GOAL OF THE EXERCISE -
Your reply should hold only the lines from the records below where "opened" occurs.

DATA PROVIDED -
________________________
PR #528, opened 2019-02-17
Remove emitters which failed to start

### LINKED ISSUE #287: Remove emitters which failed to start
This is one corner case.

When an emitter is added it is automatically started... but if fails to start, it remains added.

Now, if someone add again an emitter for the same watch, the emitter is not retried and remains stopped.

Not sure if watchdog should handle this case, or users should manually unsubscribe an emitter on failures

Thanks!

BoboTiG:
A corner case we could handle (fixes #287).

### DIFF
--- a/changelog.rst
+++ b/changelog.rst
@@ -18,6 +18,7 @@ API changes
 - Fixed  a race condition crash when a directory is swapped for a file. 
 - Fixed the way we re-raise ``OSError``.
 - Fixed the path separator used in watchmedo. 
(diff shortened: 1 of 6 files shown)


BoboTiG:
Cc @danilobellini.

rrzaripov:
@BoboTiG LGFM

rrzaripov:
@BoboTiG some Windows tests fails, but looks like not a bug, just rework\update need here.

PR #536, opened 2019-02-17
Identify synthesized events

BoboTiG:
Original patch by @skurfer in #369.
Adding one or more tests would be a good addition though.

- Fixes #369.


skurfer:
I really was going to get to that… some day. Thanks!

BoboTiG:
It is your patch, thanks :)
If you find time to add tests, it would be great :)

PR #540, opened 2019-03-04
Fix Inotify watchers not closed

BoboTiG:
Also added Flake8 minimal configuration.


BoboTiG:
False alert. I should have read the [manpage](http://man7.org/linux/man-pages/man7/inotify.7.html) first:

> When all file descriptors referring to an inotify instance have been closed (using close(2)), the underlying object and its resources are freed for reuse by the kernel; **all associated watches are automatically freed**.

FTR I also used this command to track leaks (that did not exist finally):
```python
def watchers():
    cmd = f"lsof -b -p{os.getpid()} 2>/dev/null | grep inotify | wc -l"
    ret = subprocess.check_output(cmd, shell=True).strip()
    return int(ret.decode())
```

Issue #409, opened 2017-06-28
Watching mounted drives


alt3red:
Is there a way to use watchdog for watching a shared mounted network drive in linux and report when someone else on the network copies files to that folder?

Thank You!

peci1:
It depends. 

- [NFS should not work with inotify](https://stackoverflow.com/questions/4231243/inotify-with-nfs)
- Samba (CIFS) does not work with inotify (my own experience)
- SSHFS does not work with inotify (my own experience)

So, to conclude, you're out of luck unless you want to write the inotify broker mentioned in the SO answer.

A side note: At PyPi index, there is a section with Caveats. I haven't found anything about network drives there, though it should be mentioned there in my view.

 should not work with inotify

seanpompea:
@alt3red -- Yes, use `PollingObserver`. 

More info: https://pythonhosted.org/watchdog/api.html?highlight=observedwatch#watchdog.observers.polling.PollingObserver

BoboTiG:
Closing as there is a note in the README.

PR #566, opened 2019-05-03
Added usage instruction to use with CIFS

taromurao:
Added usage instruction to use with CIFS . Need to explicitly specify `PollingObserver` as `Observer`.
Also discussed in #409 .
Apologies for removing trailing empty spaces, but it happened with editor setting. Hope it does not harm the PR.


BoboTiG:
Thanks @taromurao :)

PR #572, opened 2019-06-11
Fix #570 issue with observed directory deleted

### LINKED ISSUE #570: Python process can not delete folder that is being observed
If you try to delete a folder that is being observed by a python process using watchdog and then try to delete it using another python process the folder becomes unavailable until the watchdog process stops.

Steps to reproduce:

1. Create a folder to observe: **C:\\test_folder**
2. Create a python script using watchdog to observe this folder:
```python
import sys
import time
import logging
from watchdog.events import LoggingEventHandler

if __name__ == "__main__":
    logging.basicConfig(level=logging.INFO,
                        format='%(asctime)s - %(message)s',
                        datefmt='%Y-%m-%d %H:%M:%S')
    path = 'C:\\test_folder'
    event_handler = LoggingEventHandler()
    observer = Observer()
    observer.schedule(event_handler, path, recursive=True)
    observer.start()
    try:
        while True:
            time.sleep(1)
    except KeyboardInterrupt:
        observer.stop()
    observer.join()
```

3. Open a python shell and try to delete this folder:
```python
import os
for root, dirs, files in os.walk('C:\\test_folder'):
    for f in files:
    os.remove(os.path.join(root, f))
    os.rmdir('C:\\test_folder')
```

4. Check that the **C:\\test_folder** still appear in file explorer and you are not able to open
5. Stop watchdog process
6. Folder has been deleted

rrzaripov:
This PR provides similar behavior for Windows and Linux in case when observed directory is removing. Windows system call GetFinalPathNameByHandleW used for detection situation, when observed directory deleted. When this situation detected, synthetic event FILE_ACTION_DELETED_SELF generated. WindowsApiEmitter getting this event and stopping thread. Handle to observed directory closes on thread stopping.
TODO: Tests in progress.

### DIFF
--- a/src/watchdog/observers/winapi.py
+++ b/src/watchdog/observers/winapi.py
@@ -386,4 +386,4 @@ class WinAPINativeEvent(object):
 def read_events(handle, path, recursive):
     buf, nbytes = read_directory_changes(handle, path, recursive)
     events = _parse_event_buffer(buf, nbytes)
-    return [WinAPINativeEvent(action, path) for action, path in events]
+    return [WinAPINativeEvent(action, src_path) for action, src_path in events]
--- a/src/watchdog/observers/winapi.py
+++ b/src/watchdog/observers/winapi.py
@@ -36,8 +36,6 @@
 # Portions of this code were taken from pyfilesystem, which uses the above
 # new BSD license.
 
-from __future__ import with_statement
-
 import ctypes.wintypes
 from functools import reduce
 
@@ -46,7 +44,7 @@ LPVOID = ctypes.wintypes.LPVOID
 # Invalid handle value.
 INVALID_HANDLE_VALUE = ctypes.c_void_p(-1).value
 
-# File notification contants.
+# File notification constants.
 FILE_NOTIFY_CHANGE_FILE_NAME = 0x01
 FILE_NOTIFY_CHANGE_DIR_NAME = 0x02
 FILE_NOTIFY_CHANGE_ATTRIBUTES = 0x04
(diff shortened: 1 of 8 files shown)


BoboTiG:
Pr good to review or you are still working on it?

rrzaripov:
@BoboTiG this PR ready for review, I still think that this solution can be improved.

src/watchdog/observers/winapi.py
```diff
@@ -301,6 +334,10 @@ def read_directory_changes(handle, recursive):
     except WindowsError as e:
         if e.winerror == ERROR_OPERATION_ABORTED:
             return [], 0
+
+        if _is_observed_path_deleted(handle, path):
```
BoboTiG:
```suggestion
        # Handle the case when the root path is deleted
        if _is_observed_path_deleted(handle, path):
```

BoboTiG:
I like the idea. It is OK to call new functions as they will be used only on specific error. Do you have something else in mind?

rrzaripov:
@BoboTiG only one thing confuses me. When the observed directory was deleted watchdog not sending any event, so user never know that about this. Inotify generate DELETE_SELF event, but it not propagate by watchdog to user. Possible this is good idea for separate PR.

BoboTiG:
Do you mind fixing flake8 errors?

As for the second PR, I think it is better, yes. Watchdog should generate this event for all observers.

rrzaripov:
@BoboTiG fixed, flake8 is really useful! :+1:

BoboTiG:
Thanks :+1:

PR #574, opened 2019-06-11
Fix watch descriptors not updating when moving nested subdirectories

BoboTiG:
Original patch by Zack Morris (@zackmorris) on issue #325.


BoboTiG:
@rrzaripov do you mind reviewing this one too? It may help with #514 too.

rrzaripov:
@BoboTiG this patch very similar to #515, so I think this one we can to close.

BoboTiG:
Yep, do you think you can copy the test case into your branch?

rrzaripov:
@BoboTiG yes, I think this is good idea, test appended to #515

PR #575, opened 2019-06-11
Add flake8 checks in tox and Python 3.8 in supported versions

BoboTiG:
* Python 3.8 works just fine :champagne: 
* Adding flake8 checks to all tested versions will ensure we are using a good code (it will help catch `NameError` between 2 versions for instance) and keep the code "correct".


BoboTiG:
Good to review @rrzaripov, if you mind :)

rrzaripov:
@BoboTiG using flake8 is a great idea! I hope this help to improve readability and avoid code style mixing. What about Python 3.8, sounds great that tests passed and watchdog works fine:-) In Appveyor I think Python 3.8 will be available only after release. Changes in PR looks good for me.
________________________
THE ANSWER -
PR #528, opened 2019-02-17
PR #536, opened 2019-02-17
PR #540, opened 2019-03-04
Issue #409, opened 2017-06-28
PR #566, opened 2019-05-03
PR #572, opened 2019-06-11
PR #574, opened 2019-06-11
PR #575, opened 2019-06-11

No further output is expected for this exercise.